With increasing availability of steroids and non-steroidal antirheumatic drugs as well as the addition of facilities for physiotherapy, the 1960s saw the development of a program for the therapy of the often severely impaired and handicapped children. In addition, hospital schooling starting in 1952 was developed into a full hospital school by 1975. Donation from various sources, especially the German branch of the Lions Club allowed significant expansion of the facilities. By 1971, a new hospital building was inaugurated, including a gymnasium and exercise pool.

The 1980s saw international recognition of pediatric rheumatology as a subspecialty with increasing competition from outpatient clinics in university hospitals. The Pediatric Rheumatology Hospital continued with a focus on clinical work and physiotherapy. Modifications to the building created more space for physiotherapy, occupational therapy and balneotherapy. At the same time, social support was improved by obtaining a house nearby providing lodging and other facilities to families of inpatients.

In 2004, the general hospital wing was moved to the newly constructed Garmisch General Hospital.

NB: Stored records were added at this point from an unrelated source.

PR #9288, opened 2020-01-11
Update constraints documentation module to reflect recent updates to step-6

krishnakumarg1984:
Removes a stale sentence that incorrectly stated that the step-6 tutorial uses the `condense` followed by `distribute` approach to constraint-handling. It now appears that step-6 has been updated to use the distribute_local_to_global() approach.

The real questions to the developers are the following:

What are the plans for the simplistic (first) approach to handling constraints?  Will this functionality be marked for deprecation (as a legacy feature) in future releases of deal.II (since it doesn't possess any advantages that decisively outweigh the 2nd approach for the user's problems). Is there any reason to keep the 1st approach? If not, then the documentation on constraints can be simplified considerably and made more readable.

### DIFF
--- a/doc/doxygen/headers/constraints.h
+++ b/doc/doxygen/headers/constraints.h
@@ -179,7 +179,7 @@
  * see the discussion below.
  *
  *
- * <h5>Condensing vectors</h5>
+ * <h4>Condensing vectors</h4>
  *
  * Condensing vectors works exactly as described above for matrices. Note that
  * condensation is an idempotent operation, i.e. doing it more than once on a
--- a/doc/doxygen/headers/constraints.h
+++ b/doc/doxygen/headers/constraints.h
@@ -164,8 +164,7 @@
  * auxiliary vectors (e.g. methods using explicit orthogonalization
  * procedures).
  * Nevertheless, this process is more efficient due to its lower
- * memory consumption and is discussed in the first few programs
- * of the @ref Tutorial , for example in step-6.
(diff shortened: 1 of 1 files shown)


peterrum:
> What are the plans for the simplistic (first) approach to handling constraints? Will this functionality be marked for deprecation (as a legacy feature) in future releases of deal.II (since it doesn't possess any advantages that decisively outweigh the 2nd approach for the user's problems). Is there any reason to keep the 1st approach? If not, then the documentation on constraints can be simplified considerably and made more readable.

Why should it? The methods `distribute` and `distribute_local_to_global` have different uses. You can use `distribute` if you have solved your problem and you want to update the constrained values accordingly. The other function is used during assembly.

krishnakumarg1984:
@peterrum I was referring to the function `condense()` as used in the older versions of `step-6` tutorial, and in the video lecture.

drwells:
Thanks again for taking the time to fix this!

drwells:
@krishnakumarg1984 To answer your question: I don't think we have any plans for deprecating or removing the old way of doing things (that is, the explicit calls to `condense(matrix, vector)`). `distribute_local_to_global` is usually the right choice but using `condense()` was the only way for a long time so we should continue to support it. Its also useful to have as a reference - i.e., we can say that `distribute_local_to_global` does the same thing but piece by piece.

krishnakumarg1984:
Understood. Thank you for the explanation.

The Pediatric Rheumatology Hospital, renamed the 'German Center for Pediatric and Adolescent Rheumatology', was now the only facility in Europe exclusively dedicated to treating rheumatic diseases in childhood. Starting in 2002, the hospital building was renovated in several stages. As the Inner Mission sold the hospital in 2010, the Pediatric Rheumatology Hospital was taken over by the chief of medicine, Professor J.-P. Haas with the help of private investors.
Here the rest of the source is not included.